● **What you should do**
Retype everything in the listing, leaving each line exactly as it is.
↓↓↓
Issue #328, opened 2020-03-06
Reflecting boundary conditions for extended Lagrangian


jhenin:
Might bring a definitive solution to issues like #245 and #252

fabsugar:
A similar issue at the boundaries is present in the case of metadynamics. In that case the problem is mostly solved using hills reflected at the boundaries. An even better solution but more cumbersome is to use inversion condition at the boundaries [https://journals.aps.org/pre/pdf/10.1103/PhysRevE.81.055701], the latter adjust not only the free energy value but also its gradient; however reflection seems to be sufficient in most cases.

jhenin:
Thanks Fabio! As you see I've written the basic code. I need to test it with eABF.

jhenin:
Closing this, now redundant with the PR #329 . Discussion can take place there.

HanatoK:
@jhenin Although I remember this feature, I have to check the code for the actual option names. Could you please update the doc about the options accordingly?

jhenin:
Thanks for the reminder!
434fa73a23abe9c8e3cd2cc3fc0751ba15ac61ba

PR #329, opened 2020-03-06
Implement reflecting b.c. for ext Lagrangian

jhenin:
In (quick) response to issue #328 

TODO:
- [ ] regtests
- [ ] documentation

### DIFF
--- a/src/colvar.cpp
+++ b/src/colvar.cpp
@@ -681,6 +681,9 @@ int colvar::init_extended_Lagrangian(std::string const &conf)
       // Adjust Langevin sigma for slow time step if time_step_factor != 1
       ext_sigma = cvm::sqrt(2.0 * cvm::boltzmann() * temp * ext_gamma * ext_mass / (cvm::dt() * cvm::real(time_step_factor)));
     }
+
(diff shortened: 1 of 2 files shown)


HanatoK:
The code looks OK, but I'm not sure if the reflecting boundary can help. The paper you mentioned in the issue exemplifies it by metadynamics, which is a biasing potential method filling the wells. Does it also generate correct gradients for eABF's estimators?

jhenin:
Good question @HanatoK . I've looked at exactly that today, here are the results:

image

Incidentally this shows why I'm not a fan of applying wall potentials to the extended coordinate (the bypassExtendedLagrangian option of #299 ).

HanatoK:
@jhenin It looks good!

fhh2626:
Looks good for me. What's interesting is your results on ext. CV vs real CV. This is quite unexpected.

jhenin:
@fhh2626 Note that when using the bias on the real CV, the same kind of artefact appears on the eABF PMF. So choosing the variable to apply the wall is choosing which estimator is wrong at the boundary.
↑↑↑
● **Your response**
Issue #328, opened 2020-03-06
Reflecting boundary conditions for extended Lagrangian


jhenin:
Might bring a definitive solution to issues like #245 and #252

fabsugar:
A similar issue at the boundaries is present in the case of metadynamics. In that case the problem is mostly solved using hills reflected at the boundaries. An even better solution but more cumbersome is to use inversion condition at the boundaries [https://journals.aps.org/pre/pdf/10.1103/PhysRevE.81.055701], the latter adjust not only the free energy value but also its gradient; however reflection seems to be sufficient in most cases.

jhenin:
Thanks Fabio! As you see I've written the basic code. I need to test it with eABF.

jhenin:
Closing this, now redundant with the PR #329 . Discussion can take place there.

HanatoK:
@jhenin Although I remember this feature, I have to check the code for the actual option names. Could you please update the doc about the options accordingly?

jhenin:
Thanks for the reminder!
434fa73a23abe9c8e3cd2cc3fc0751ba15ac61ba

PR #329, opened 2020-03-06
Implement reflecting b.c. for ext Lagrangian

jhenin:
In (quick) response to issue #328 

TODO:
- [ ] regtests
- [ ] documentation

### DIFF
--- a/src/colvar.cpp
+++ b/src/colvar.cpp
@@ -681,6 +681,9 @@ int colvar::init_extended_Lagrangian(std::string const &conf)
       // Adjust Langevin sigma for slow time step if time_step_factor != 1
       ext_sigma = cvm::sqrt(2.0 * cvm::boltzmann() * temp * ext_gamma * ext_mass / (cvm::dt() * cvm::real(time_step_factor)));
     }
+
(diff shortened: 1 of 2 files shown)


HanatoK:
The code looks OK, but I'm not sure if the reflecting boundary can help. The paper you mentioned in the issue exemplifies it by metadynamics, which is a biasing potential method filling the wells. Does it also generate correct gradients for eABF's estimators?

jhenin:
Good question @HanatoK . I've looked at exactly that today, here are the results:

image

Incidentally this shows why I'm not a fan of applying wall potentials to the extended coordinate (the bypassExtendedLagrangian option of #299 ).

HanatoK:
@jhenin It looks good!

fhh2626:
Looks good for me. What's interesting is your results on ext. CV vs real CV. This is quite unexpected.

jhenin:
@fhh2626 Note that when using the bias on the real CV, the same kind of artefact appears on the eABF PMF. So choosing the variable to apply the wall is choosing which estimator is wrong at the boundary.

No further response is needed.